▶ [TASK ITEM]
Find the string "again" in the listing below and return each line it appears in.

▶ [DATA SUPPLIED]
════════════════════

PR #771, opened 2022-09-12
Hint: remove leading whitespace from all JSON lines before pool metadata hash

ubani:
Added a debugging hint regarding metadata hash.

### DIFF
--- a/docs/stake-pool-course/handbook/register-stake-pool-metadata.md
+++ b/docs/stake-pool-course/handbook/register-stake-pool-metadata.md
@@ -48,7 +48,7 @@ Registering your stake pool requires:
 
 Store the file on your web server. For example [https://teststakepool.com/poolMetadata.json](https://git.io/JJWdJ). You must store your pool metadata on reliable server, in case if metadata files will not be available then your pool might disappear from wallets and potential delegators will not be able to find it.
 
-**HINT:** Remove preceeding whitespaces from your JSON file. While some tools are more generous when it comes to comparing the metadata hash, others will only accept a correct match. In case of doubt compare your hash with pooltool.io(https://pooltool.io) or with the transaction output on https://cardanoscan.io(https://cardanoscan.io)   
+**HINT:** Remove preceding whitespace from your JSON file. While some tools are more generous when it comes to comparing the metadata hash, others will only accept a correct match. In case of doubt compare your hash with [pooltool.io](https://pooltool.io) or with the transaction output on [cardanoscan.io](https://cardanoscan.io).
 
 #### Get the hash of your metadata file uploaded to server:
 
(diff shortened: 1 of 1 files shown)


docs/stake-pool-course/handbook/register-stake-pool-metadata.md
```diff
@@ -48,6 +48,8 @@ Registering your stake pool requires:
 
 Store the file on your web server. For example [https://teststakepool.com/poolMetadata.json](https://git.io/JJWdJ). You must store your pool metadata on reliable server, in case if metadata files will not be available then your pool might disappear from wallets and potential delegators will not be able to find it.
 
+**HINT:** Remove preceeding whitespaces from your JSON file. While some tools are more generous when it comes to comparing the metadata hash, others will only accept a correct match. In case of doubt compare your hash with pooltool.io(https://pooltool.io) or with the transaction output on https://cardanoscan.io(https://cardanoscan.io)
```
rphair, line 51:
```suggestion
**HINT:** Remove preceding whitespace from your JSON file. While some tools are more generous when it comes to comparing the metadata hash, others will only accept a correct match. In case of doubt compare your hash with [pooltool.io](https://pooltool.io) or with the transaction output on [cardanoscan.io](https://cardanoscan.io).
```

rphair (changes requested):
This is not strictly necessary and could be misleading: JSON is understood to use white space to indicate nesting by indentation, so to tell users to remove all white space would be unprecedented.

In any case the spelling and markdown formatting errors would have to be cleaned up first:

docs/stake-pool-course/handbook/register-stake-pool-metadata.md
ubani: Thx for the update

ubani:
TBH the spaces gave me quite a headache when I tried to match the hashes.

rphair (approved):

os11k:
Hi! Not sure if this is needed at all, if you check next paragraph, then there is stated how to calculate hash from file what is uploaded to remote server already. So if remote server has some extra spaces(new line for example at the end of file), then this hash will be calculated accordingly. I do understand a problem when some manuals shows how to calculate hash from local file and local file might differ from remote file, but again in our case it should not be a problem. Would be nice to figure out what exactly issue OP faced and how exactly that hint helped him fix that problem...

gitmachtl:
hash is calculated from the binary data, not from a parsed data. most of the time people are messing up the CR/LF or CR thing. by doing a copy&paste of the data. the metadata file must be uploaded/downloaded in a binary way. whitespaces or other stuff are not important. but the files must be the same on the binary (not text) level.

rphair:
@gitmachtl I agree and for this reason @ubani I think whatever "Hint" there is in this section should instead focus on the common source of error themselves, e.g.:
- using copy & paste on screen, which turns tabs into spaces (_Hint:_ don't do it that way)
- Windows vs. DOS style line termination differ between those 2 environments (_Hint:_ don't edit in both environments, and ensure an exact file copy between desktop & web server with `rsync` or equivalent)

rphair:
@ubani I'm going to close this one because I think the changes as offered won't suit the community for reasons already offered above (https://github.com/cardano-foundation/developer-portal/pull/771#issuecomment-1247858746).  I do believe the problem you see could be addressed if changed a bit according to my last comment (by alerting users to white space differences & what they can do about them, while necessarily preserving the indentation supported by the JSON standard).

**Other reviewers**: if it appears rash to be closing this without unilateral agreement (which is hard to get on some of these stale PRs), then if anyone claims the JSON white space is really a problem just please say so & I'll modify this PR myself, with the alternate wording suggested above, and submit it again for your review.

════════════════════

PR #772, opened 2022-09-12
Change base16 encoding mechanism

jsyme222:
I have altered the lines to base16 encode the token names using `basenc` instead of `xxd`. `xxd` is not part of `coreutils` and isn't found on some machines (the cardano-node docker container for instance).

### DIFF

════════════════════

▶ [YOUR RESPONSE]
Hi! Not sure if this is needed at all, if you check next paragraph, then there is stated how to calculate hash from file what is uploaded to remote server already. So if remote server has some extra spaces(new line for example at the end of file), then this hash will be calculated accordingly. I do understand a problem when some manuals shows how to calculate hash from local file and local file might differ from remote file, but again in our case it should not be a problem. Would be nice to figure out what exactly issue OP faced and how exactly that hint helped him fix that problem...
**Other reviewers**: if it appears rash to be closing this without unilateral agreement (which is hard to get on some of these stale PRs), then if anyone claims the JSON white space is really a problem just please say so & I'll modify this PR myself, with the alternate wording suggested above, and submit it again for your review.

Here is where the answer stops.